Once again, Xana found herself awkwardly sitting alone in the anteroom of her former workplace. She considered asking Lizzie Dreyfus for a magazine, but decided against it. This was sobriety, then, the party-pooper that sapped all the fun out of antagonizing a pregnant receptionist.

Frankly, though, a magazine would have helped protect Xana from the siren's call of her own troubled thoughts. She had been honest with Hayley—more or less—insofar as she didn't regret the methodology she employed to extract Yuri's information—but as she sat there in that leather chair with nothing but her party-pooper mind as company, she couldn't help but wonder if there could have been another way.

Today her conscience spoke with Madeline's sensational, silk-steady voice. Of course it did. No one had ever been able to slice open the sack of Xana's ego like her.

“Face it,” Madeline intoned. “You wanted to punch someone.”

No. Not true.

“You always want to punch someone.”

Maybe. But she hadn't been the instigator. Not this time.

“Who are you kidding? You went to Yuri because you knew he'd be a dick and force you to color outside the lines. You might as well have baited him.”

Who else had there been to approach? It wasn't as if the city of Atlanta was swarming with operatives connected to the old Russian guard.

“It's the twenty-first century, doll. Ever heard of a phone?”

And call who?

“For starters? Me.”

Xana paused in her recriminations. Madeline did work for a multinational private military contractor. It was conceivable that she knew somebody who knew somebody who could have provided the names. Yes, Xana didn't have Madeline's contact information on hand, but how difficult would it have been to borrow Hayley's cell phone and do a Google search?

“Maybe it didn't occur to you because it would require asking for help, and that would require putting your pride in check, and that, doll, for you, would require a personality transplant.”

Maybe.

Xana's stomach grumbled. She checked the clock on the wall: 11:42
A.M.
Almost noontime. And then the hijackers' “experiment” would begin.

Except she'd relinquished any leverage she'd had when she gave the names to Hayley and since the leader of the hijackers apparently spoke the Queen's English, nobody needed her around anymore to translate Chechen.

“Better get comfortable, doll. You might be sitting here awhile. But you know what might pass the time…?”

Yes.

Memory was most connected to scent, and she could feel the tang of Yuri's three-hundred-dollar vodka tickling up her nostrils. There was a package store half a mile up the road. They didn't sell Kauffman, but Xana had never been the kind of woman who only drank from the top shelf. In a fix, box wine worked as well as bourbon and was cheaper too—and that had to be a consideration. Paying for the repairs on the house she'd trashed had forced her to max out her credit cards, and the lack of a steady income the past few months simply encouraged those bills to compound.

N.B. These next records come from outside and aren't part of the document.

PR #261, opened 2023-08-12
chore: update to `@typescript/eslint@6` and split config into composable presets

juliusmarminge:
## Core changes

- Updates to typescript-eslint@6
- Splits eslint config from a single big config to smaller presets. Ref: https://github.com/pingdotgg/uploadthing/pull/225#discussion_r1269989816

## Other
- Minor monorepo fixes, sorts pkg jsons
- Rm unnecessary gitignores
- Bump pnpm
- Bump `engines` of node to 18
- Set `engines` of pnpm to 8 - prevents people from running `pnpm install` if they are not on pnpm 8


packages/config/eslint/package.json
```diff
@@ -1,24 +1,20 @@
 {
   "name": "@uploadthing/eslint-config",
-  "private": true,
```
markflorkowski, line 3: @juliusmarminge this is what did it.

For a little while, the debt collectors would leave messages on her phone. Then her phone got turned off. That solved that problem.

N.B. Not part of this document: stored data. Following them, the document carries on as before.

Issue #6, opened 2020-05-09
write unit tests for num instructions in vm_num.go


mathetake:
https://github.com/mathetake/gasm/blob/52edbd17a5a15da3f201baffe011f9f562167606/wasm/vm_num_test.go#L3

PR #8, opened 2020-05-14
add some tests for num instructions 

ilmanzo:
about issue #6 : I started writing some tests , let me know what you think.

I have a question about testing "signed" operations; how do you manage it when the stack can contain only uint64 values ?

### DIFF
--- a/wasm/vm_num_test.go
+++ b/wasm/vm_num_test.go
@@ -1,44 +1,94 @@
 package wasm
 
 import (
-	"fmt"
 	"testing"
 
-	"github.com/stretchr/testify/assert"
+	"github.com/stretchr/testify/suite"
 )
 
-func TestNumOps(t *testing.T) {
+type NumTestSuite struct {
+	suite.Suite
+	vm *VirtualMachine
+}
 
+func (suite *NumTestSuite) SetupTest() {
+	suite.vm = &VirtualMachine{
+		OperandStack: NewVirtualMachineOperandStack(),
+	}
+}
+
+func (suite *NumTestSuite) Testi32eqz() {
+	suite.vm.OperandStack.Push(0)
+	i32eqz(suite.vm)
+	suite.Equal(uint64(1), suite.vm.OperandStack.Pop())
+}
+
+func (suite *NumTestSuite) Testi32ne() {
 	var testTable = []struct {
-		input [2]int                // numbers to push on the stack
-		op    func(*VirtualMachine) // operation to apply
-		desc  string                // string description of the operation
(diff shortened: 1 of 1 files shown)


mathetake:
@ilmanzo thank you for this 🎖️ 

> I have a question about testing "signed" operations; how do you manage it when the stack can contain only uint64 values ?

Maybe you would better take a look at this link here: https://stackoverflow.com/a/50815961 

basically all type of numbers are stored in uint64 with its corresponding bit representation

wasm/vm_num_test.go
```diff
@@ -1,3 +1,40 @@
...
+func Test_i32eq(t *testing.T) {
+	vm := buildvm()
+	vm.OperandStack.Push(uint64(3))
+	vm.OperandStack.Push(uint64(3))
+	i32eq(vm)
+	assert.Equal(t, uint32(1), uint32(vm.OperandStack.Pop()))
+}
+
+func Test_i32ne(t *testing.T) {
+	vm := buildvm()
```
mathetake, line 31: can you rewrite tests with multiple cases in the Table Drive style? https://github.com/golang/go/wiki/TableDrivenTests

ilmanzo:
thanks for the suggestion; I've refactored the tests with a table-driven style.

wasm/vm_num_test.go
```diff
@@ -1,3 +1,44 @@
...
 
-// fixme
+import (
+	"fmt"
+	"testing"
+
+	"github.com/stretchr/testify/assert"
+)
+
+func TestNumOps(t *testing.T) {
```
mathetake, line 10: thank you for trying grouping all instruction together but I don't think this is the way to go because there's several types of num operations (https://webassembly.github.io/spec/core/syntax/instructions.html#numeric-instructions).

I want separated unit tests for each instruction and each is written in table driven manner

ilmanzo:
ok I splitted each test in own function; (now using testify/suite) but each test have its own table . What do you think of this approach ?

wasm/vm_num_test.go
```diff
@@ -1,3 +1,94 @@
...
+	vm *VirtualMachine
+}
+
+func (suite *NumTestSuite) SetupTest() {
+	suite.vm = &VirtualMachine{
+		OperandStack: NewVirtualMachineOperandStack(),
+	}
+}
+
+func (suite *NumTestSuite) Testi32eqz() {
```
mathetake, line 20: should we add the case where the expected value is 1?

ilmanzo: ok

One day in March, she used her fifteen allotted minutes on one of the rehab facility's slow-as-shit computers to contact a drinking buddy who also happened to be a realtor—and who also happened to be a bad realtor, unloading the handsome house in Vinings—which Xana had drained her inheritance from her father to pay for full in cash—for pennies.

The debt collectors took the pennies, leaving Xana, on the day she was discharged from rehab, with a sum total of $132. And she'd already spent 10 percent of it on cigarettes.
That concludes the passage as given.